冬物商戦ようやく本番 石川、富山の百貨店

厚手のアウターを品定めする来店客=金沢市の金沢エムザ

 師走並みの寒さとなり、石川、富山両県の百貨店でようやく冬物商戦が本格化した。厚手のコートやマフラー、防水・防寒用のブーツ、羽毛布団、鍋の材料などが先週末から動き出した。例年は気温が下がり始める10月後半から商戦本番となるが、今年は11月初旬に夏日を記録し、売れ行きが低調。各店は冬物の販売を強化して商戦の盛り上げを図る。

 「これだけ一気に気温が下がってくれれば、冬物が動き出す」。金沢市の香林坊大和の担当者は期待を込める。最高気温が12月上旬並みの11.1度となった13日、同店では、コートやブーツ、マフラーなどを品定めする女性客の姿が多く見られた。

 金沢は11月3日に最高気温27.7度の夏日を記録。
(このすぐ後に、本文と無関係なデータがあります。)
PR #2732, opened 2026-09-11
feat(web): add PlanBetter as a STX-only pool provider

### LINKED ISSUE #2728: Add PlanBetter as a STX-only pool provider (pox-5 signer manager)
## Summary

PlanBetter deployed a pox-5 signer manager and wants to be listed on
app.leather.io/staking. The contract is different from the Stacks Foundation reference. 
It claims all rewards to the pool operator and then does a (single) Bitcoin L1 transaction
to pay its members their shares taking an effective fee of 5% by the pool operator in the process. 
This is much like how they operated in the PoX-4 era. 

Some of the integration-visible differences: one extra required form
field, a mandatory validation, and several things the reward UI must NOT render.
This issue should have everything needed to wire it up correctly.

**Contract:** `SP3ZA8J49HPS7M3KD7EB01Y0ZAJS7VJS2NG87MDGN.planbetter-signer-manager` (mainnet)

Pin this full contract ID rather than resolving by name.

The stacking call itself is unchanged:
`pox-5.stake(signer-manager, amount-ustx, num-cycles, start-burn-ht, signer-calldata)`.

## How this pool differs from reference-manager pools

| | reference manager | PlanBetter |
| --- | --- | --- |
| `signer-calldata` | optional; omit to get paid in sBTC | **required**; omitting aborts the stake (`u1012`) |
| reward asset | sBTC on Stacks, or BTC if a pox-addr is given | native BTC only, paid off chain by the operator |
| member claim | permissionless on-chain `claim-staker-rewards` | **none, no on-chain claim path exists** |
| bonds (`register-for-bond`) | supported | **rejected on chain** (`u1014`), STX-only pool |
| `get-pox-addr` shape | `(some { pox-addr: {...}, max-fee: uint })` | `(some { version, hashbytes })`, flat |
| fee | readable on chain (`fees-bips`) | not on chain, operator policy |
| `max-fee` / `min-claim` | honored | ignored (no on-chain withdrawal) |

## 1. Required field: BTC payout address

The stake form needs one field the other pools do not require: a Bitcoin payout
address. It is mandatory and enforced by the contract, not by the app. Blocking
submit without it just avoids a guaranteed on-chain failure.

There is no sBTC fallback in this pool. Do not offer "pay me in sBTC" and do not
retry with `signer-calldata: none`.

## 2. Calldata encoding

Consensus-serialized Clarity tuple, passed as `(some (buff ...))`:

```ts
import { Cl } from '@stacks/transactions';
import { poxAddressToTuple } from '@stacks/stacking';

const calldata = Cl.serialize(
  Cl.tuple({ 'pox-addr': poxAddressToTuple(btcAddress) }),
);
// signer-calldata argument:
Cl.some(Cl.bufferFromHex(calldata))
```

- The key must be spelled exactly `pox-addr`. Renamed or missing gives `u1003`
  and the stake reverts.
- Extra keys are tolerated and ignored, so the Friedger-family formats
  (`{ pox-addr, max-fee }`, and `{ pox-addr, max-fee, min-claim }` from the newer
  max500 contract) also decode here. A single shared encoder across pool providers
  works, as long as `pox-addr` keeps that key name.
- Do not render `max-fee` or `min-claim` inputs for this pool. Neither is read.
- Well under the `(buff 500)` limit in all shapes.

## 3. Address validation

The contract's read-only `check-pox-addr` accepts pox-addr versions `0x00` through
`0x06`, requiring 20-byte hashbytes for `0x00`-`0x04` and 32-byte for `0x05`-`0x06`.

PlanBetter confirmed their payout batch handles whatever the user provides, so the
contract's range is the only constraint. No app-side narrowing needed.

They suggest defaulting to the user's own Bitcoin address from Leather, so prefill
from the connected BTC account rather than presenting an empty field. Keep it
editable, since some members will want payouts elsewhere.

Suggested pre-flight before broadcast: call `check-pox-addr` with the encoded
tuple, and check hashbytes length against version client-side.

## 4. What the reward UI must not do

This pool is custodial. The manager collects 100% of the signer's sBTC reward
stream, and members are paid native BTC off chain on the operator's schedule.

- **No claim button.** There is no function to call.
- **Do not render an unclaimed or claimable balance.** pox-5's read-only
  `get-earned-staker-rewards(manager, cycle, none, staker)` returns the member's
  gross accrual for a cycle, but this contract never calls
  `claim-staker-rewards-for-signer`, so that value is never zeroed. It does not
  decrease when the member is paid. Presenting it as outstanding or claimable will
  be wrong for every member who has already been paid. If shown at all, label it
  as protocol-attributed cumulative earnings and state that payment status lives
  with the operator.
- **Disclose the trust model on the pool card:** rewards in native BTC, paid off
  chain by the operator, custodial, no on-chain recourse.

## 5. Registered address: read and change

- `get-pox-addr(staker)` returns the flat `(some { version, hashbytes })`. If the
  staking UI shares a pox-addr reader across providers, it needs a per-provider
  shape (reference wraps it alongside `max-fee`).
- `stake-update` (extend or increase) also runs the same validation and
  **overwrites the stored address**. Prefill from `get-pox-addr` so an extend does
  not silently redirect a member's payouts, and make the consequence visible if
  they do change it.
- Successful registration emits `print { topic: "validate-stake", staker,
  pox-addr }`, usable for activity-feed confirmation.

## 6. Minimum stake: 1000 STX, enforced on chain

`validate-stake!` rejects anything below `u1000000000` micro-STX (1000 STX) with
`ERR_STAKE_BELOW_MINIMUM` (`u1015`). The comparison is `>=`, so exactly 1000 STX
is accepted.

It is a **constant, not an admin-settable variable**, and there is no read-only
getter for it. So pin the value against this contract ID rather than reading it
live: it cannot change for this contract, and a future change would be a new
contract with a new ID. An app-side minimum here is not an unenforced app rule,
it mirrors a hard contract rule, so blocking submit below 1000 STX is correct and
saves the user a guaranteed failed transaction.

The check runs on `stake-update` too, but it cannot lock anyone out: pox-5 passes
the post-increase total, which for an existing member is always at least the
amount they originally staked. Extending with a zero increase always passes.

## 7. Error mapping

From the manager, surfaced through the pox-5 `stake` / `stake-update` call:

| err | meaning | UI action |
| --- | --- | --- |
| `u1015` | stake below 1000 STX | form validation, see section 6 |
| `u1012` | no `signer-calldata` | require the BTC address (unreachable if the form is right) |
| `u1003` | calldata did not decode | encoding bug, do not retry |
| `u1004` | invalid pox-addr | address validation bug |
| `u1014` | bond registration attempted | this pool is STX-only; exclude it from any bond flow |
| `u1006` | manager called directly instead of via pox-5 | wiring bug |

From pox-5, the ones members will actually hit:

| err | meaning | UI action |
| --- | --- | --- |
| `u47` | stake attempted during the prepare phase (last 100 burn blocks of a cycle) | disable submit, show when the window reopens |
| `u19` | already staking | route to `stake-update` instead |
| `u8` | insufficient STX | standard balance validation |
| `u20` | invalid cycle count (must be 1-96) | form validation |
| `u24` | `start-burn-ht` does not resolve to the next cycle | do not let users post-date |
| `u17` | the pool's signer key grant is missing or revoked | pool is not accepting stake, hide or disable it |

## 8. Useful reads for the pool card

All on pox-5 unless noted:

- Pool is live and accepting stake: `get-signer-info(manager)` returns the signer
  key, and `verify-signer-key-grant(manager, key)` returns ok. A revoked grant
  means new stake is refused (`u17`) even though existing positions keep earning.
- Pool size for a cycle: `get-amount-delegated-for-signer(manager, cycle)`.
- Member's position: `get-staker-info(staker)`, and
  `get-signer-cycle-membership(staker, cycle)`.
- On the manager: `get-pox-addr(staker)`, `check-pox-addr(tuple)`,
  `get-earned-fees()` (operator's uncollected sBTC, not a member figure),
  `is-admin(principal)`.

## 9. Pool parameters, confirmed by PlanBetter

| | value | source |
| --- | --- | --- |
| fee | 5% | operator policy, published at planbetter.com |
| payout cadence | every 2 cycles, roughly monthly | operator policy |
| minimum payout | none | operator policy |
| minimum stake | 1000 STX | contract constant, `u1015` on breach |
| payout asset | native BTC to the registered address | operator policy |
| supported address types | anything `check-pox-addr` accepts | operator confirmed |

The 1000 STX minimum stake is what stands in for a minimum payout: it is the floor
that makes a monthly BTC payout worth sending, so there is no separate accrual
threshold and no carry-forward for small balances.

Only the minimum stake in that table is enforced on chain. The fee, the cadence and
the payout asset are operator policy with no on-chain equivalent to verify against,
so the pool card should attribute them rather than present them as protocol facts.
In particular, the 5% is applied during off-chain distribution; the contract itself
collects 100% of the reward stream, and `get-earned-fees()` returns the whole
uncollected amount, not the fee portion.

## Notes

The deployed contract has almost no comments; the documented rationale lives in
the PlanBetter repo (README plus `docs/PAYOUTS.md`), not in the on-chain source.
Anything the integration relies on should be confirmed against the deployed
source, which is the authority.

fab-stacks:
Closes #2728

Lists PlanBetter's pox-5 signer manager. Unlike the reference manager it collects the pool's sBTC and pays members native BTC off chain, so the integration needs a mandatory payout address, a 1,000 STX floor and no claim UI.

- Pins `SP3ZA8J49HPS7M3KD7EB01Y0ZAJS7VJS2NG87MDGN.planbetter-signer-manager` on mainnet, 5% fee fixed and labelled **PlanBetter policy**
- New `operatorBtcPayout` / `minStakeMicroStx` pool fields drive a `PoolPayoutMode` that replaces the `supportsBtcPayout` boolean in forms, summaries and labels
- Stake form: one required **BTC payout address** prefilled from the wallet, no sBTC option or fee inputs; amount enforces the 1,000 STX contract minimum
- Calldata sends `{ pox-addr }` only; decoder also reads the flat `{ version, hashbytes }` shape from `get-pox-addr`
- Active position: payout card with the registered address instead of **Claimable rewards**; earned-rewards reads skipped
- Update stake: registered address carried in, warning when edited; switching in checks the total against the minimum
- Pool table and overview show a **Custodial BTC payout** badge, BTC rewards token and the trust-model disclosure
- Fee and payout tooltips (and the **PlanBetter policy** caption under the fee) link to PlanBetter's FAQ, where the 5% fee and payout cadence are published

All states can be viewed in the staking playground on the preview: https://pr-2732-leather-web.wallet-6d1.workers.dev/playground/staking-states (boards "Pool that pays native BTC off chain", "Position paid in native BTC by the operator", "Operator-paid position: the registered address is carried in").

### DIFF
--- a/apps/web/app/components/info-tooltip-icon.tsx
+++ b/apps/web/app/components/info-tooltip-icon.tsx
@@ -1,6 +1,7 @@
 import { styled } from 'leather-styles/jsx';
 import type { ColorToken } from 'leather-styles/tokens';
 import { BasicHoverCard } from '~/components/basic-hover-card';
+import { LearnMoreLink } from '~/layouts/page/page';
 
 import { InfoCircleIcon } from '@leather.io/ui';
 
@@ -8,6 +9,7 @@ interface InfoTooltipIconProps {
   title: string;
   explanation: string;
   ariaLabel: string;
+  learnMoreUrl?: string;
   size?: number;
   color?: ColorToken;
 }
@@ -19,11 +21,21 @@ export function InfoTooltipIcon({
   title,
   explanation,
   ariaLabel,
+  learnMoreUrl,
   size = 16,
   color = 'ink.text-subdued',
 }: InfoTooltipIconProps) {
+  const content = learnMoreUrl ? (
+    <>
+      {explanation}
+      <LearnMoreLink destination={learnMoreUrl} />
+    </>
+  ) : (
+    explanation
+  );
+
   return (
-    <BasicHoverCard title={title} content={explanation}>
+    <BasicHoverCard title={title} content={content}>
       <styled.span
         display="inline-flex"
         alignItems="center"
--- a/apps/web/app/content/bitcoin-staking-content.ts
+++ b/apps/web/app/content/bitcoin-staking-content.ts
@@ -51,6 +51,39 @@ export const bitcoinStakingContent = {
   selfClaim: {
     explanation: `This pool takes no cut from your rewards. In exchange it never claims for you: rewards accrue each cycle and only you can claim them, through the pool's signer-manager contract.`,
   },
+  operatorPayout: {
+    badge: `Custodial BTC payout`,
+    explanation(poolName: string) {
+      return `${poolName} collects the pool's sBTC rewards and pays members in native BTC off chain, on its own schedule. There is no on-chain claim and no on-chain recourse; payment status lives with ${poolName}.`;
+    },
+    rewardsTokenCaption(poolName: string) {
+      return `Paid off chain by ${poolName}`;
+    },
+    rewardsTokenExplanation(poolName: string, cadence: string) {
+      return `Rewards reach you as native BTC at the payout address you register, sent by ${poolName} ${cadence}. The pool's sBTC rewards are collected by ${poolName} and distributed off chain, so there is no on-chain claim.`;
+    },
+    feeCaption(poolName: string) {
+      return `${poolName} policy`;
+    },
+    feeExplanation(poolName: string) {
+      return `The fee ${poolName} publishes on its own site and applies when it distributes rewards off chain. It is operator policy rather than a value enforced by the contract, so it can change without a contract change.`;
+    },
+    minStakeNote(poolName: string, minStx: string) {
+      return `${poolName} requires at least ${minStx} STX. The contract rejects anything smaller.`;
+    },
+    activeCard: {
+      title: `Rewards payout`,
+      paidBy(poolName: string) {
+        return `Native BTC, paid by ${poolName}`;
+      },
+      description(poolName: string, cadence: string) {
+        return `${poolName} pays your share ${cadence} to this address, after its fee. Payments are made off chain, so there is nothing to claim here and payment status lives with ${poolName}.`;
+      },
+      linkLabel(poolName: string) {
+        return `Visit ${poolName}`;
+      },
+    },
+  },
   poolOverviewInfo: {
     rewardsToken: `Rewards accrue as sBTC on Stacks each cycle and are claimed through the pool's signer-manager contract. Yield is variable: it depends on network-wide staking participation and the protocol reward waterfall.`,
     fee: `The share of your rewards this pool keeps. Each pool sets its own fee in its signer-manager contract, so check the pool's terms before staking.`,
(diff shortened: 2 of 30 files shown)


werner-stacks (approved):
Tested and it looks good to me, thanks for adding.

aperry-stacks (approved):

百貨店では10月後半から冬物が売れ始めるが、香林坊大和では11月に入っても薄手のカーディガンなど秋物が売れ筋で、厚手のコートの動きは鈍かった。

 しかし、今月10日以降、一気に気温が下がると、男性用のセーターなどカシミヤの衣料を特集したコーナーなどが人気を集めた。17~23日に開催する「冬の感謝祭」で冬物の売り上げ増を狙う。

 食品では、ハクサイやネギ、シイタケといった鍋の材料が好調に推移し、例年より割安なコウバコガニも売れている。

 金沢市の金沢エムザでは、アウトドア用品店「好日山荘」でダウンジャケットや厚手のアウターの引き合いが目立ち、外国人観光客が寒さに耐えられず購入するケースもあるという。

 寒さが増したことに合わせて、防水ブーツや羽毛布団などの寝具も売れ始めた。

 金沢エムザは15~28日に「新作コート&ブーツフェア」を実施し、全館で冬物の販売に力を入れる。担当者は「コロナも明けて外出や集まる機会が増えており、出足が鈍かった商戦を盛り上げていきたい」と話した。

 富山市の富山大和でも気温が急に低くなった土日の11、12日に冬物を買い求める客が多く訪れた。コートや手袋などの引き合いがあるという。

 百貨店では、12月になるとクリスマス商戦に入り、高級ブランドやアクセサリー類へと売れ筋が変わる。さらに、秋物のカーディガンより、冬物のコートの方が単価が高く、売り上げ増につながるため、金沢の百貨店関係者は「冬物衣料は11月が勝負だ」と意気込む。